Deadline for manuscript submissions: 25 October 2019.

Special Issue Editor

Guest Editor
Prof. Valérìe Geffroy E-Mail
Universite Paris-Sud XI, Univ. Paris-Diderot, Orsay, France

Special Issue Information

Dear Colleagues,

Disease resistance (R) genes are of major importance in crop breeding since they prevent potentially dramatic yield losses caused by plant pathogens and pests. The major class of R genes encodes nucleotide-binding and leucine-rich repeat immune receptors (NLRs) and corresponds to one of the largest and most diversified gene families in plant genomes. NLR act inside plant cells by recognizing directly or indirectly enemy molecules in order to activate defense response and stop the pathogen development. In turn, pathogens actively attempt to evade and interfere with plant response pathways, leading to a coevolutionary armrace between plants and pathogens. Consequently, plants need to maintain diversity at NLR genes to cope with an ever changing array of pathogens. NLR genes are often localized in complex clusters, a structural organization that may favour the dynamic evolution and diversification of NLRs to cope with fast-evolving pathogens.

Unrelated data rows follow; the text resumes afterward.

PR #153, opened 2020-03-25
Jenkinsfile: show information about CI environment

thaJeztah:
splitting this of from https://github.com/docker/containerd-packaging/pull/151 as it's useful to have information about the environment in which CI is running (for debugging purposes)

### DIFF
--- a/Jenkinsfile
+++ b/Jenkinsfile
@@ -29,8 +29,13 @@ def generatePackageStep(opts, arch) {
         node("linux&&${arch}") {
             stage("${opts.image}-${arch}") {
                 try {
-                    checkout scm
+                    sh 'docker version'
+                    sh 'docker info'
+                    sh '''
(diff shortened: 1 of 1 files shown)


Jenkinsfile
```diff
@@ -29,8 +29,13 @@ def generatePackageStep(opts, arch) {
         node("linux&&${arch}") {
             stage("${opts.image}-${arch}") {
                 try {
-                    checkout scm
+                    sh 'docker version'
+                    sh 'docker info'
+                    sh '''
```
silvin-lubecki: nit: this item is displayed as "Shell script" in the Jenkins logs, which is not very descriptive... Is there a way to add something like a title ?

thaJeztah: I think there's a third-party plugin to add labels, but don't think it's in Jenkins code (looked at that in moby/moby, but we decided not to use it and stick to core functionality where possible)

PR #154, opened 2020-03-26
Refactor to build in Dockerfile

thaJeztah:
Lots of changes, so best to look at each individual commit's description

PR #156, opened 2020-03-27
Fix some linting and formatting issues in scripts

thaJeztah:
extracting this from https://github.com/docker/containerd-packaging/pull/154

use https://github.com/docker/containerd-packaging/pull/156/files?w=1 to view the diff with whitespace-only changes hidden

### DIFF
--- a/scripts/.rpm-helpers
+++ b/scripts/.rpm-helpers
@@ -1,43 +1,43 @@
 #!/usr/bin/env bash
 
-
 gen-test-ver() {
-    local version=$1
-    local suffix=$2
-    local base_release_ver=$3
-    SPEC_FILE=${SPEC_FILE:-SPECS/containerd.spec}
-    test_num=${version#*-${suffix}.}
-    without_rpm_ver="${base_release_ver}.${test_num}.${suffix}.${test_num}"
-    # This only really matters for blessed builds (i.e. builds that are only rpm specific or have a version specific in the spec)
-    # should output the latest rpm build number so that it gets placed accordingly in the repo
-    if grep -q "${version%-${suffix}.*}-${without_rpm_ver}" "${SPEC_FILE}"; then
-        grep -o "${version%-${suffix}.*}-${without_rpm_ver}.[0-9]*" "${SPEC_FILE}" | head -n 1 | cut -d"-" -f 2
-    else
-        echo "${without_rpm_ver}.1"
-    fi
+	local version=$1
+	local suffix=$2
+	local base_release_ver=$3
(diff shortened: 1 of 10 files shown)


thaJeztah:
ping @tiborvass @ehazlett @silvin-lubecki  PTAL

scripts/.rpm-helpers
```diff
@@ -1,43 +1,43 @@
...
-    without_rpm_ver="${base_release_ver}.${test_num}.${suffix}.${test_num}"
-    # This only really matters for blessed builds (i.e. builds that are only rpm specific or have a version specific in the spec)
-    # should output the latest rpm build number so that it gets placed accordingly in the repo
-    if grep -q "${version%-${suffix}.*}-${without_rpm_ver}" "${SPEC_FILE}"; then
-        grep -o "${version%-${suffix}.*}-${without_rpm_ver}.[0-9]*" "${SPEC_FILE}" | head -n 1 | cut -d"-" -f 2
-    else
-        echo "${without_rpm_ver}.1"
-    fi
+gen_test_ver() {
+	version=$1
```
tiborvass: is there a linter that prefers global variables over local ?

thaJeztah: local is only supported on bash, so could fail when using in a Dockerfile

thaJeztah: I could use a sub-shell for this, but I don't think it was needed in this case

thaJeztah:
@tiborvass updated; ptal

ehazlett:
LGTM

scripts/.rpm-helpers
thaJeztah: ^ updated the functions to use sub-shells so that setting environment variables in a function does not change the current environment

scripts/new-rpm-release
```diff
@@ -18,20 +18,22 @@ set -e
 
 SPEC_FILE="rpm/containerd.spec"
 export SPEC_FILE
-source scripts/.rpm-helpers
+
+# shellcheck disable=SC1090
+source "$(dirname "$0")/.rpm-helpers"
```
silvin-lubecki: I guess it's `. "$(dirname "$0")/.rpm-helpers"` instead?

thaJeztah: Ah, yes, could update it; this one still required Bash though, so there's still other things that are non-POSIX

thaJeztah: Oh, actually; looks like those were no longer needed; let me update 👍

thaJeztah: Updated 👍

PR #159, opened 2020-03-27
rpm: fix Oracle Linux 8 build

thaJeztah:
extracting this from https://github.com/docker/containerd-packaging/pull/154

the extra repo was set unconditionally, which caused
Oracle Linux 8 builds to fail, because it doesn't have
that repo.


thaJeztah:
ping @tiborvass @ehazlett @silvin-lubecki PTAL

Issue #69, opened 2018-12-13
man pages for deb packages


andrewhsu:
The man pages are available for `rpm` packages:
```
$ rpm -ql containerd.io
/etc/containerd
/etc/containerd/config.toml
/usr/bin/containerd
/usr/bin/containerd-shim
/usr/bin/ctr
/usr/lib/systemd/system/containerd.service
/usr/sbin/runc
/usr/share/doc/containerd.io-1.2.1
/usr/share/doc/containerd.io-1.2.1/README.md
/usr/share/licenses/containerd.io-1.2.1
/usr/share/licenses/containerd.io-1.2.1/LICENSE
/usr/share/man/man1/containerd-config.1
/usr/share/man/man1/containerd.1
/usr/share/man/man1/ctr.1
/usr/share/man/man5/containerd-config.toml.5
```

But on part of the `deb` packages:
```
$ dpkg-query -L containerd.io
/.
/etc
/etc/containerd
/etc/containerd/config.toml
/lib
/lib/systemd
/lib/systemd/system
/lib/systemd/system/containerd.service
/usr
/usr/bin
/usr/bin/containerd
/usr/bin/containerd-shim
/usr/bin/ctr
/usr/sbin
/usr/sbin/runc
/usr/share
/usr/share/doc
/usr/share/doc/containerd.io
/usr/share/doc/containerd.io/changelog.gz
/usr/share/doc/containerd.io/copyright
```

Issue #4, opened 2018-05-01
package man pages


andrewhsu:
Need to be able to run `man ctr`. There are now targets to build man pages: https://github.com/containerd/containerd/pull/2079

PR #165, opened 2020-04-02
deb: include man pages

thaJeztah:
closes https://github.com/docker/containerd-packaging/pull/8
fixes https://github.com/docker/containerd-packaging/issues/4
fixes https://github.com/docker/containerd-packaging/issues/69


rpm/containerd.spec
```diff
@@ -121,11 +121,13 @@ install -D -m 0755 bin/* %{buildroot}%{_bindir}
 install -D -m 0644 %{S:1} %{buildroot}%{_unitdir}/containerd.service
 install -D -m 0644 %{S:2} %{buildroot}%{_sysconfdir}/containerd/config.toml
 
-# install manpages
-install -d %{buildroot}%{_mandir}/man1
-install -p -m 644 man/*.1 $RPM_BUILD_ROOT/%{_mandir}/man1
-install -d %{buildroot}%{_mandir}/man5
-install -p -m 644 man/*.5 $RPM_BUILD_ROOT/%{_mandir}/man5
+# install manpages, taking into account that not all sections may be present
+for i in $(seq 1 8); do
```
chris-crone, line 125: I see that we used to fill man 1 and 5 and that we're now doing 1 and 8, was this change intended?

thaJeztah: Yes; the man-pages were in the wrong section (1 instead of 8), this was fixed upstream, but now the packaging script here didn't take section 8 into account.

I changed it to take all sections (1..8) into account, so that we won't have to update this again if new man pages are added in future that are in different sections

PR #166, opened 2020-04-03
Makefile: follow upstream Go version by default

thaJeztah:
The master branch requires Go 1.13 or up, but other branches may still expect an older version of Go.

This patch makes the Go version used default to the version that's used in upstream, but allows overriding the version by manually setting the `GOVERSION` make variable.

Also setting a default value for the golang image in the Dockerfiles (defaulting to `golang:latest`)


thaJeztah:
ping @glours @silvin-lubecki PTAL

PR #169, opened 2020-04-20
Makefile: fix error if source directory does not yet exist

thaJeztah:


thaJeztah:
@silvin-lubecki @StefanScherer PTAL

StefanScherer:
Oh the failing centos:7 on armhf is caused by the EC2 agents. I'll make the Scaleway machines online again.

This Special Issue focuses on the evolution of NLR genes in plants, and welcomes original research articles as well as review articles that summarize recent progress and discuss future needs/opportunities in a wide range of areas including, but not limited to, molecular breeding, comparative genomics, functional genomics, genetic/genomic diversity, genome-editing, NLR-engineering, and molecular evolution of NLR in plants.

Prof. Valérìe Geffroy
Guest Editor

Manuscript Submission Information

Manuscripts should be submitted online at www.mdpi.com by registering and logging in to this website. Once you are registered, click here to go to the submission form. Manuscripts can be submitted until the deadline. All papers will be peer-reviewed. Accepted papers will be published continuously in the journal (as soon as accepted) and will be listed together on the special issue website. Research articles, review articles as well as short communications are invited. For planned papers, a title and short abstract (about 100 words) can be sent to the Editorial Office for announcement on this website.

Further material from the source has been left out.